How to complete this task: Read the data line by line and say how many lines contain the string "actually", giving the number alone.
[[ Data under study open ]]
PR #532, opened 2022-09-13
chore: bump to latest Erlang 24

bklebe:
Discovered while attempting to build gtfs_creator, which requires the API to run tests. Erlang 24.3.2 appears not to build on Apple Silicon (or macOS 12.6) because of problems with wxWidgets. It's possible to disable wxWidgets in kerl and build it anyway, but I figure we might as well bump the version since it's essentially broken and 24.3.4.4 appears to work.


.tool-versions
```diff
@@ -1,4 +1,4 @@
-elixir 1.13.3-otp-24
-erlang 24.3.2
+elixir 1.13.4-otp-24
+erlang 24.3.4.4
```
bfauble, line 2: it looks like there's actually 24.3.4.5 out as of today it looks like not sure if you want to go ahead and bump to that or not.

bklebe: Sure thing.

PR #535, opened 2022-09-29
chore: Show Lynn on CR stops-on-route with shuttles only

jfabi:
#### Summary of changes

**Asana Ticket:** [[Extra] 🚧 Lynn–Swampscott shuttles from Oct 1](https://app.asana.com/0/584764604969369/1203051194767246/f)

Per the image below, deploying the Lynn shuttles in https://github.com/mbta/gtfs_creator/pull/1674 would lead to the bus times being shown for Swampscott, but not for Lynn. This is because Lynn would not be served by the train route, so the API's logic omits that stop from being shown in the Newburyport/Rockport Line timetable page.

(before)
Screen Shot 2022-09-29 at 17 37 46

To remedy this, we add an exception for the API's stops-on-route logic to additionally consider stations that are solely found in the Lynn–Swampscott route.


clem-hertling (approved):
fair enough 👍

PR #542, opened 2022-10-19
fix: shutdown the ALBMonitor normally

paulswartz:
Anything other than a `:normal` shutdown is reported as a crash/exit:

```
2022-10-19 16:12:23.577 [error] GenServer #PID<0.1181.0> terminating
** (stop) nil
Last message: :check
```

I'm not sure this is related to the 502 errors, but I did notice it during troubleshooting.

### DIFF
--- a/apps/alb_monitor/lib/alb_monitor/monitor.ex
+++ b/apps/alb_monitor/lib/alb_monitor/monitor.ex
@@ -41,7 +41,8 @@ defmodule ALBMonitor.Monitor do
   def child_spec(_opts) do
     %{
       id: __MODULE__,
-      start: {__MODULE__, :start_link, []}
+      start: {__MODULE__, :start_link, []},
+      restart: :transient
     }
   end
 


apps/alb_monitor/test/alb_monitor/monitor_test.exs
```diff
@@ -11,9 +11,11 @@ defmodule ALBMonitor.MonitorTest do
     mock_instance_ip("10.0.0.2")
     mock_health_response([{"10.0.0.1", "healthy"}, {"10.0.0.2", "draining"}])
 
-    start!()
+    monitor_pid = start!()
 
     assert_receive :shutdown
+
+    refute Process.alive?(monitor_pid)
```
bklebe, line 18: question: wouldn't this pass even if the process has crashed instead of exiting normally?

apps/alb_monitor/lib/alb_monitor/monitor.ex
```diff
@@ -69,7 +69,7 @@ defmodule ALBMonitor.Monitor do
       "draining" ->
         log_info("shutdown")
         shutdown.()
-        {:stop, nil, state}
+        {:stop, :normal, state}
```
bklebe, line 72: question: any idea why returning `nil` is considered an error here? [The docs for `handle_info`](https://hexdocs.pm/elixir/GenServer.html#c:handle_info/2) say `reason :: any()` which would suggest it's legitimate. If it's not and the callback type signature is too permissive, should we consider writing a custom typespec for this function so Dialyzer can ensure we don't return anything but `:normal`?

apps/alb_monitor/test/alb_monitor/monitor_test.exs
paulswartz: I was surprised, but in fact the process was still alive when I tested this locally.

apps/alb_monitor/lib/alb_monitor/monitor.ex
paulswartz: https://hexdocs.pm/elixir/Supervisor.html#module-exit-reasons-and-restarts has some more information:

>     `:normal` - in such cases, the exit won't be logged, there is no restart in transient mode, and linked processes do not exit
>    any other term - in such cases, the exit will be logged, there are restarts in transient mode, and linked processes exit with the same reason unless they're trapping exits

paulswartz:
I'm actually going to deploy this to dev-green and see if this helps at all as well.

apps/alb_monitor/lib/alb_monitor/monitor.ex
bklebe: Interesting, but this still doesn't say that returning `nil` causes an error. Seems a bit surprising to me.

paulswartz: "nil" is in the "any other term" case.

bklebe: ah, so that explains why the process wasn't dead then! it was probably restarted.

paulswartz:
I poked at this a little more yesterday, while not showing the `exit: :nil` is beneficial, it's not actually related to the issue.

paulswartz:
Closing this out in favor of a new PR which I believe does address the 502 issues.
[[ Data under study closed ]]
Result: 3